**THE TASK**
Output nothing but the lines from the first line of the entries to the line with "## Description", inclusive, exactly as they read.

**INPUT FOR THIS TASK**
***

PR #340, opened 2026-08-13
feat(core): add consent management configuration and setConsent API

SKannaniOS:
## Description
Adds consent management support to the Kotlin SDK. Users can now configure consent at SDK initialization via a new `ConsentManagementConfiguration` on `Configuration`, and update consent values at runtime through a new `Analytics.setConsent(ConsentManagementOptions)` API. Consent values (allowed/denied consent category IDs) are held in a Redux-style `State`, matching the SDK's existing state-management pattern, and full Java interop parity is provided via `JavaAnalytics` and builder classes. Consent management is disabled by default, so existing behavior is unchanged.

## Type of change
- [ ] Documentation update

## Implementation Details
- **`ConsentManagementConfiguration`** (`core/.../consent/ConsentManagementConfiguration.kt`): new load-time configuration with `enabled` (default `false`), `provider` (currently only `ConsentManagementProvider.CUSTOM`, wire value `"custom"`), and `allowedConsentIds` / `deniedConsentIds` lists. Wired into both core and Android `Configuration` classes as a new `consentManagement` property with a disabled default.
- **`ConsentManagementOptions`** (`core/.../consent/ConsentManagementOptions.kt`): runtime payload for `setConsent`. The lists fully replace the current consent state (not a delta); an empty options instance clears all consent state.
- **`ConsentManagementState`** (`core/.../internals/models/consent/ConsentManagementState.kt`): internal Redux-style state holding the current consent values. Consent IDs are trimmed and empties dropped via `normalized()`. An `initialized` flag stays `false` until non-empty consent values are supplied, keeping consent evaluation fail-open (no destination blocked) until then.
- **`SetConsentAction`** (`core/.../internals/models/consent/SetConsentAction.kt`): `StateAction` that replaces both consent lists and recomputes `initialized`. `enabled` and `provider` are load-time settings and are never modified at runtime, matching the JS SDK behavior.
- **`Analytics.setConsent(options)`** (`core/.../Analytics.kt`): new public API that dispatches `SetConsentAction` onto the internal `consentManagementState`. It is a no-op (with a warning log) when consent management is disabled in configuration, and respects the analytics-shutdown guard.
- **Java parity**: `JavaAnalytics.setConsent(options)`, a new `ConsentManagementConfigurationBuilder`, and `setConsentManagement(...)` on both the core and Android `ConfigurationBuilder` classes.
- **Tests**: new coverage for the configuration model, state initialization/normalization, the `SetConsentAction` reducer, the `setConsent` API (including disabled and shutdown paths), and all Java-compat builders/APIs (~570 lines of test code across core and android modules).

## Checklist

## How to test?
- Run the core unit tests: `./gradlew :core:test --tests "*Consent*"` (covers `ConsentManagementConfigurationTest`, `SetConsentApiTest`, `ConsentManagementStateTest`, `SetConsentActionTest`, `ConsentManagementConfigurationBuilderTest`, and the updated `ConfigurationBuilderTest` / `JavaAnalyticsTest`).
- Run the Android unit tests: `./gradlew :android:testDebugUnitTest` (covers the Android `ConfigurationTest` and `ConfigurationBuilderTest` additions).
- Manual verification: initialize the SDK with `consentManagement = ConsentManagementConfiguration(enabled = true, allowedConsentIds = listOf(...))`, then call `analytics.setConsent(ConsentManagementOptions(...))` and confirm the state updates; with consent management disabled, confirm `setConsent` logs a warning and has no effect.

## Breaking Changes
None. `consentManagement` is a new optional constructor parameter with a default value on `Configuration` (core and Android), `setConsent` is a new API, and consent management is disabled by default.

## Maintainers Checklist
- [ ] CI tests have passed.

No UI changes in this PR.

## Additional Context
- This PR introduces the consent configuration and state model only; event stamping (`context.consentManagement`) and destination gating based on consent are expected in follow-up work — while uninitialized, consent evaluation fails open and no destination is blocked.
- The full-replacement (non-merge) semantics of `setConsent` intentionally match the RudderStack JS SDK.


dciccale (approved):

core/src/main/kotlin/com/rudderstack/sdk/kotlin/core/Analytics.kt
```diff
@@ -411,6 +421,33 @@ open class Analytics protected constructor(
...
+     * The supplied lists fully replace the existing consent state — callers always pass the
+     * complete current state, not a delta. Passing an empty [ConsentManagementOptions] clears
+     * both lists and reverts consent evaluation to the uninitialized fail-open state.
+     *
+     * This method has no effect while consent management is disabled in [Configuration];
+     * enabling consent management is a load-time decision.
+     *
+     * @param options The consent values to apply.
+     */
+    open fun setConsent(options: ConsentManagementOptions) {
```
vgupta98: Why have kept it this API as `open`? Are we going to override it in Android Analytics?

SKannaniOS: Every public API is `open` in this class for this API also `open` for consistency. There's no android override for `setConsent` in this milestone.

vgupta98: We can remove `open` for now. Only the APIs which are overriden are actually open.

vgupta98 (approved):

core/src/main/kotlin/com/rudderstack/sdk/kotlin/core/internals/models/consent/SetConsentAction.kt
```diff
@@ -0,0 +1,29 @@
...
+
+    override fun reduce(currentState: ConsentManagementState): ConsentManagementState {
+        if (!currentState.enabled) return currentState
+
+        val allowed = options.allowedConsentIds.normalized()
+        val denied = options.deniedConsentIds.normalized()
+        return currentState.copy(
+            allowedConsentIds = allowed,
+            deniedConsentIds = denied,
+            initialized = allowed.isNotEmpty() || denied.isNotEmpty(),
```
vgupta98: `setConsent(ConsentManagementOptions())` unblocks every destination.

A user tapping "Reject all" naturally produces empty lists, which sets `initialized = false`. `ConsentResolver` (SDK-5261) then returns consented for everything:

```kotlin
if (!state.enabled || !state.initialized) return true
```

So "the user refused everything" and "the user has not been asked yet" collapse into the same state, and both fail open. The intuitive call is the unsafe one.

The uninitialized fail-open default is right on app start — the issue is only that an explicit empty `setConsent` is indistinguishable from it.

If this is deliberate JS SDK parity, can we make it explicit in the public KDoc and on the docs site, that callers must express "deny all" as a non-empty `deniedConsentIds`? Otherwise, consider tracking "`setConsent` was called" separately from "consent values are non-empty".

SKannaniOS: Fixed.

The rule now: the two lists are never both empty while consent management is on.

- Empty setConsent is refused — warns, state unchanged.
- "Reject all" is a non-empty deniedConsentIds.
- initialized is gone. Enabled at load with neither list is a misconfiguration: consent management stays off for the session, with an info log.

So "refused everything" and "not asked yet" are no longer the same state.

core/src/main/kotlin/com/rudderstack/sdk/kotlin/core/Analytics.kt
```diff
@@ -411,6 +429,45 @@ open class Analytics protected constructor(
...
+
+        val allowed = options.allowedConsentIds.normalized()
+        val denied = options.deniedConsentIds.normalized()
+        if (allowed.isEmpty() && denied.isEmpty()) {
+            logger.warn(
+                "Analytics(core): setConsent requires at least one consent ID; the call has no effect. " +
+                    "To deny every category, pass them in deniedConsentIds."
+            )
+            return
+        }
```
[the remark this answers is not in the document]
SKannaniOS: PR description updated.

android/src/main/kotlin/com/rudderstack/sdk/kotlin/android/models/consent/ConsentManagementState.kt
```diff
@@ -0,0 +1,52 @@
...
+            val allowed = configuration.allowedConsentIds.normalized()
+            val denied = configuration.deniedConsentIds.normalized()
+            val active = configuration.enabled && (allowed.isNotEmpty() || denied.isNotEmpty())
+            return ConsentManagementState(
+                enabled = active,
+                provider = configuration.provider,
+                allowedConsentIds = allowed,
+                deniedConsentIds = denied,
+            )
+        }
```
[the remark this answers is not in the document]
SKannaniOS: PR description updated.

android/src/main/kotlin/com/rudderstack/sdk/kotlin/android/consent/ConsentManagementOptions.kt
```diff
@@ -0,0 +1,18 @@
...
+ * The supplied lists fully replace the current consent state — callers always pass the
+ * complete current state, not a delta. An omitted list defaults to empty and clears the
+ * corresponding values; an instance with both lists empty is rejected and leaves the
+ * current consent state unchanged. Updates apply only while consent management is
+ * enabled; otherwise the existing state is preserved.
+ *
+ * @param allowedConsentIds Consent category IDs the user has granted. Defaults to an empty list.
+ * @param deniedConsentIds Consent category IDs the user has denied. Defaults to an empty list.
+ */
+class ConsentManagementOptions @JvmOverloads constructor(
```
vgupta98: Two consistency points on this class:

1. It is not a `data class`, but `ConsentManagementConfiguration` is. So this type has no `equals`, `hashCode` or `toString`. Two option objects with the same IDs compare unequal.
2. There is no `ConsentManagementOptionsBuilder`, but `ConsentManagementConfigurationBuilder` exists in this PR. Java callers get a builder for one type and a constructor for the other.

Making it a data class and adding a builder would match the rest of the module.

vgupta98 (commented):
Reviewed this PR on its own diff against `develop`. The shape looks good — the inactive-when-no-IDs rule and the redacted `toString()` are both nice. Three small consistency points inline.

android/src/main/kotlin/com/rudderstack/sdk/kotlin/android/models/consent/ConsentManagementState.kt
```diff
@@ -0,0 +1,52 @@
...
+         * Consent IDs are trimmed and empties dropped. Enabling consent management without
+         * supplying either list is a configuration error: the state is built inactive, so the
+         * feature behaves exactly as if it had never been enabled.
+         */
+        fun initialState(configuration: ConsentManagementConfiguration): ConsentManagementState {
+            val allowed = configuration.allowedConsentIds.normalized()
+            val denied = configuration.deniedConsentIds.normalized()
+            val active = configuration.enabled && (allowed.isNotEmpty() || denied.isNotEmpty())
+            return ConsentManagementState(
+                enabled = active,
```
vgupta98: `enabled` here means "enabled **and** at least one consent ID was supplied". `ConsentManagementConfiguration.enabled` means "the customer asked for it". Same name, two different meanings.

The local variable on line 33 is already called `active`, which reads clearer. Renaming the state property to `active` would stop anyone comparing the two `enabled` flags and expecting them to agree.

android/src/main/kotlin/com/rudderstack/sdk/kotlin/android/models/consent/SetConsentAction.kt
```diff
@@ -0,0 +1,30 @@
...
+internal class SetConsentAction(
+    private val options: ConsentManagementOptions,
+) : ConsentManagementState.ConsentManagementStateAction {
+
+    override fun reduce(currentState: ConsentManagementState): ConsentManagementState {
+        if (!currentState.enabled) return currentState
+
+        val allowed = options.allowedConsentIds.normalized()
+        val denied = options.deniedConsentIds.normalized()
+        if (allowed.isEmpty() && denied.isEmpty()) return currentState
```
vgupta98: This empty check is duplicated. `Analytics.setConsent` already normalizes both lists and returns early when both are empty (`Analytics.kt:160-166`), so by the time the action runs the case cannot happen.

Two copies of the same rule can drift. Suggest keeping the validation in `setConsent` (it owns the warning log) and dropping it here, or the reverse — but not both.

vgupta98 (approved):

vgupta98 (approved):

***

**RESULT OF THIS TASK**
PR #340, opened 2026-08-13
feat(core): add consent management configuration and setConsent API

SKannaniOS:
## Description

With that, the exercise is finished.